PROBLEM DESCRIPTION: All lines from the opening of the entries below through the line containing "due cluster admin" must be output exactly as they appear, with no other lines.
= = = = = = =
PR #516, opened 2024-09-02
DPE-5178 Adopt admin-address throught out

paulomach:
## Issue

As part of cycle, we ought to utilize admin-address for charm usage.
The idea is to ensure that the charm can connect to mysqld
instances (local or remote unit) even when `max_connections` is saturated
by related application(s), since connections to admin-address are do not count against `max_connections`.

## Solution

* library code to render `admin_address` in configuration file.
* use `admin_address:admin_port` for users with `ADMIN_CONNECTION` privilege.
* `s/clusteradmin/serverconfig` due cluster admin not having (and not needing to have, since replication channels don't count against `max_connection`) `ADMIN_CONNECTION` privilege.
* add integration test to saturate client connections
* use new feature on mysql-test-app [PR#37](https://github.com/canonical/mysql-test-app/pull/37) to retrieve connection data, used in integration test


tests/integration/connector.py
```diff
@@ -37,3 +39,30 @@ def __exit__(self, exc_type, exc_val, exc_tb):
...
+        conn = mysql.connector.connect(
+            host=host,
+            user=username,
+            password=password,
+            database=database,
+            use_pure=True,
+        )
+        if conn.is_connected():
+            connections.append(conn)
+        sleep(0.5)
```
paulomach, line 67: sleep added to slow down tests so I could validate connections in database. Left here for the same reason, since the test is fairly quick

tests/integration/test_saturate_max_connections.py
```diff
@@ -0,0 +1,92 @@
...
+    config = {"auto_start_writes": False, "sleep_interval": "500"}
+    logger.info("Deploying test app")
+    await ops_test.model.deploy(
+        "mysql-test-app",
+        application_name=TEST_APP_NAME,
+        num_units=1,
+        base="ubuntu@22.04",
+        config=config,
+        channel="latest/edge",
+        revision=55,  # test branch
```
paulomach, line 49: remove before merge and after test-app merge

tests/integration/test_saturate_max_connections.py
```diff
@@ -0,0 +1,92 @@
...
+    assert len(connections) == CONNECTIONS, "Not all connections were established"
+
+    logger.info("Ensure no more client connections are possible")
+
+    with pytest.raises(OperationalError):
+        # exception raised when too many connections are attempted
+        create_db_connections(1, **credentials)
+
+    logger.info("Get cluster status while connections are saturated")
+    _ = await run_action(mysql_unit, "get-cluster-status")
```
shayancanonical, line 92: should we also add a check that the admin port is unaffected? or at least admin connections are active?

shayancanonical (approved):
Looks great, left a comment about asserting that the admin connection is possible even when max connections are saturated

tests/integration/test_saturate_max_connections.py
paulomach: Getting the cluster status rely on the admin connection. So when client connections are saturated, the action passing does just that. If the action fails, `run_action` will raise an assertion error

tests/integration/connector.py
taurus-forever: It smells to me, it is a workaround for https://warthogs.atlassian.net/browse/DPE-5340 (we should sent peer details when we ready to accept traffic only).

taurus-forever (approved):
Thank you! LGTM.
Q: do we still have usecases for clusteradmin OR we need to clean it one day in the future from Juju Secrets and Documentation?

tests/integration/connector.py
paulomach: Not a workaround for that issue. Just to be able to observe the test while developing.
The error on the nightly tests seems a different issue to me, since the router is connecting to a standby cluster (and we have yet to change/discuss if the router should connect to database through router to pick leadership changes on async cases)

paulomach:
> Thank you! LGTM. Q: do we still have usecases for clusteradmin OR we need to clean it one day in the future from Juju Secrets and Documentation?

`clusteradmin` it still in use, since it's the (less privileged) user used for group replication, just not for charm operation.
= = = = = = =
ANSWER TO THE EXERCISE:
PR #516, opened 2024-09-02
DPE-5178 Adopt admin-address throught out

paulomach:
## Issue

As part of cycle, we ought to utilize admin-address for charm usage.
The idea is to ensure that the charm can connect to mysqld
instances (local or remote unit) even when `max_connections` is saturated
by related application(s), since connections to admin-address are do not count against `max_connections`.

## Solution

* library code to render `admin_address` in configuration file.
* use `admin_address:admin_port` for users with `ADMIN_CONNECTION` privilege.
* `s/clusteradmin/serverconfig` due cluster admin not having (and not needing to have, since replication channels don't count against `max_connection`) `ADMIN_CONNECTION` privilege.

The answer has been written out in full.